PROBLEM:
Say how many lines of the records include the string "breaks". Nothing else belongs in the answer.

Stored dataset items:
──────────

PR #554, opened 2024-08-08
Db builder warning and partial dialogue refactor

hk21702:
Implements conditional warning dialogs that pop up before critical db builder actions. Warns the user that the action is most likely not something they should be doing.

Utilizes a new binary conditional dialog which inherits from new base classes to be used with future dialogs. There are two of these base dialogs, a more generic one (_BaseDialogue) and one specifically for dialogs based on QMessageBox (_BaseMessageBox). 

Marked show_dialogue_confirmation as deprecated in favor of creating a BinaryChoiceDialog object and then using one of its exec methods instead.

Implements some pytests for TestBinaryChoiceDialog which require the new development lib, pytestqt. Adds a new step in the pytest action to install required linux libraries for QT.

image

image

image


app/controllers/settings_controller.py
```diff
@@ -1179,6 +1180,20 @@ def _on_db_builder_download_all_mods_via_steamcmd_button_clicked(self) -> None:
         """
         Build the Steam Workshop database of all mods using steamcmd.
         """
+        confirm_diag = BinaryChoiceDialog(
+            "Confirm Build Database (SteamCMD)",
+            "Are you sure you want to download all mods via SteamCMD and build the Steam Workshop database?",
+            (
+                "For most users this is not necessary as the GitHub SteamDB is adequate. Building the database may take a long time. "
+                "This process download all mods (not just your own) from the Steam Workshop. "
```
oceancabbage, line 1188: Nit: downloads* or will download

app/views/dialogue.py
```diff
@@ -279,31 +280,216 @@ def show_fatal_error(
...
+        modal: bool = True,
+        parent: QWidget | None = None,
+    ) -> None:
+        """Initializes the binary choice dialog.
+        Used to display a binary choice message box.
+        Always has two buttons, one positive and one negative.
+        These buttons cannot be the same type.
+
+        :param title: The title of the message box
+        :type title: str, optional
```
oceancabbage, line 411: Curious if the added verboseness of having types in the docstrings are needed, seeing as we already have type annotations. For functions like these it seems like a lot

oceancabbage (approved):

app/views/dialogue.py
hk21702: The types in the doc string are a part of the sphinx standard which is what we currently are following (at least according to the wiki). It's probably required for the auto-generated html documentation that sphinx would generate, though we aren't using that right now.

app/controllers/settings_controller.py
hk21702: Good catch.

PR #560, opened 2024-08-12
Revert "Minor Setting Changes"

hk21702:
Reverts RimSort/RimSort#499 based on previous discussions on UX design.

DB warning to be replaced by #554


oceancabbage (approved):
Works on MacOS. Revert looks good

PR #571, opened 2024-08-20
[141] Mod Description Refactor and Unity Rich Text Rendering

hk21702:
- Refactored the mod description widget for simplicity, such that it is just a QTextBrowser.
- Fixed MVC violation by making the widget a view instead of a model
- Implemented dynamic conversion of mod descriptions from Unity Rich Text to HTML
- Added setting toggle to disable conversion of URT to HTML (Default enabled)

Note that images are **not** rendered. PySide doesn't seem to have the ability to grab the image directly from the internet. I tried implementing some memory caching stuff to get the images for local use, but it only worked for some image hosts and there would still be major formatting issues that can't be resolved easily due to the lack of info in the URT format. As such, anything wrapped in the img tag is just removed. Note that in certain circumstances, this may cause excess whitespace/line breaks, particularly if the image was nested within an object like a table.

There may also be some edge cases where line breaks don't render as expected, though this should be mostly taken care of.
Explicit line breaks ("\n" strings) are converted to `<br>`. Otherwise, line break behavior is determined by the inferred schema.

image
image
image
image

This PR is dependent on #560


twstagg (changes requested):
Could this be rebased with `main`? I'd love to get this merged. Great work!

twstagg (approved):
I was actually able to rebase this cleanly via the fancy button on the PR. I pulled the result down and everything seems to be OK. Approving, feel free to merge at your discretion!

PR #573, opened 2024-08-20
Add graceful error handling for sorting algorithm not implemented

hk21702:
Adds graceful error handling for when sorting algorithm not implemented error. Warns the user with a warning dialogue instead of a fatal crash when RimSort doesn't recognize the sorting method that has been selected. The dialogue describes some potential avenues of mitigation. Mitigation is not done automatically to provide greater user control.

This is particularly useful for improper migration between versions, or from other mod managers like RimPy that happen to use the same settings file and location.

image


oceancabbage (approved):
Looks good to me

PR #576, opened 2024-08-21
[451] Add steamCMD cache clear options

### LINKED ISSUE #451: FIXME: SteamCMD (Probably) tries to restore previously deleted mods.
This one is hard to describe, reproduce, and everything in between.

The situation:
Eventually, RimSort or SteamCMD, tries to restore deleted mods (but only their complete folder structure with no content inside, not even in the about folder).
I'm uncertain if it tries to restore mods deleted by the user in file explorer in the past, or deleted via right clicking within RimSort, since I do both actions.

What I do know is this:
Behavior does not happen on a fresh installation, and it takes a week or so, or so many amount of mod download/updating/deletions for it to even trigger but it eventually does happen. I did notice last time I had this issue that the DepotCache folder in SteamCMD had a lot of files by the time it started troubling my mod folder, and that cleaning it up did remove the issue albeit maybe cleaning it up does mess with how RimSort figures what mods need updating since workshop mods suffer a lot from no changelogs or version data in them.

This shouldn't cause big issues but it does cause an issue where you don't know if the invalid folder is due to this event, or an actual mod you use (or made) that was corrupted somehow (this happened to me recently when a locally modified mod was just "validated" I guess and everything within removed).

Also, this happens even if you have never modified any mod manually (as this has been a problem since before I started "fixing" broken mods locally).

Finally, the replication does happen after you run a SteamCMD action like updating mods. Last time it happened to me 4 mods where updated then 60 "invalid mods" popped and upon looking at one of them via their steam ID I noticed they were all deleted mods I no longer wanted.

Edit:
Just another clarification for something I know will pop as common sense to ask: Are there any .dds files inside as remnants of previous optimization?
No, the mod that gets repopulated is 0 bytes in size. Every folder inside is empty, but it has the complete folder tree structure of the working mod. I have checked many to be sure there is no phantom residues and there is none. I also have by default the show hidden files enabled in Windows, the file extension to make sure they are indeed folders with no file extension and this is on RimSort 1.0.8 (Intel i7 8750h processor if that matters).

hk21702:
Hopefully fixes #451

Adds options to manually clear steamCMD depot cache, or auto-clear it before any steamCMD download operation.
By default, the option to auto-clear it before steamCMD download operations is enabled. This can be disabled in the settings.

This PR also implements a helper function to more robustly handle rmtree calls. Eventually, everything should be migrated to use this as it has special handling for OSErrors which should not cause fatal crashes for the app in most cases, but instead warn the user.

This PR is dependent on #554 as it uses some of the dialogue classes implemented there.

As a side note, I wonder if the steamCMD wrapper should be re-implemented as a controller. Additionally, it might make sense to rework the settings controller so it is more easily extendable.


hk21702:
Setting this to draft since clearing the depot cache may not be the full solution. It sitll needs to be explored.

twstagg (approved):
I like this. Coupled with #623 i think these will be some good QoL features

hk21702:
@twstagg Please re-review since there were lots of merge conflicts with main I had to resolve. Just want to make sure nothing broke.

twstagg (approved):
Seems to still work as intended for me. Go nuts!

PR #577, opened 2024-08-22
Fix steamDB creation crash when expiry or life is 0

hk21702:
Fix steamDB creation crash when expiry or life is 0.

──────────

EXERCISE ANSWER:
3